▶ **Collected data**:
PR #35827, opened 2025-11-26
Add simple TAPI filtering test

tresat:


platforms/jvm/testing-jvm/src/integTest/groovy/org/gradle/testing/nonclassbased/NonClassBasedTestingIntegrationTest.groovy
```diff
@@ -638,4 +646,57 @@ class NonClassBasedTestingIntegrationTest extends AbstractNonClassBasedTestingIn
         outputContains("INFO: Executing resource-based test: Test[file=SampleTest.rbt, name=foo]")
         resultsFor().assertTestPathsNotExecuted(":definitions.SampleTest:foo()")
     }
+
+    def "can filter resource-based test using TAPI with #entryPoint"() {
```
octylFractal, line 682: ❓ How is this filtering using TAPI? It looks like the only filter is in the build script?

tresat: Yes, but the test is that filtering works when running via TAPI, and makes the resource-based test events available.

octylFractal: I think the test name should be `can filter resource-based test when using TAPI with #entryPoint` then, because we do have filtering in TAPI and it's confusing the way it is.

PR #35829, opened 2025-11-26
Always group tests using the highest non-root node

### LINKED ISSUE #15075: The Gradle test runner's XML report lumps together unrelated @Nested tests under the same test/@classname
(Originally reported with the JUnit 5 project as https://github.com/junit-team/junit5/issues/2472:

▶ **About this exercise**:
Which lines run from the one containing "Add simple TAPI filtering test" to the end of the records? Transcribe exactly those, both ends included.

▶ **Solution**:
Add simple TAPI filtering test

tresat:


platforms/jvm/testing-jvm/src/integTest/groovy/org/gradle/testing/nonclassbased/NonClassBasedTestingIntegrationTest.groovy
```diff
@@ -638,4 +646,57 @@ class NonClassBasedTestingIntegrationTest extends AbstractNonClassBasedTestingIn
         outputContains("INFO: Executing resource-based test: Test[file=SampleTest.rbt, name=foo]")
         resultsFor().assertTestPathsNotExecuted(":definitions.SampleTest:foo()")
     }
+
+    def "can filter resource-based test using TAPI with #entryPoint"() {
```
octylFractal, line 682: ❓ How is this filtering using TAPI? It looks like the only filter is in the build script?

tresat: Yes, but the test is that filtering works when running via TAPI, and makes the resource-based test events available.

octylFractal: I think the test name should be `can filter resource-based test when using TAPI with #entryPoint` then, because we do have filtering in TAPI and it's confusing the way it is.

PR #35829, opened 2025-11-26
Always group tests using the highest non-root node

### LINKED ISSUE #15075: The Gradle test runner's XML report lumps together unrelated @Nested tests under the same test/@classname
(Originally reported with the JUnit 5 project as https://github.com/junit-team/junit5/issues/2472:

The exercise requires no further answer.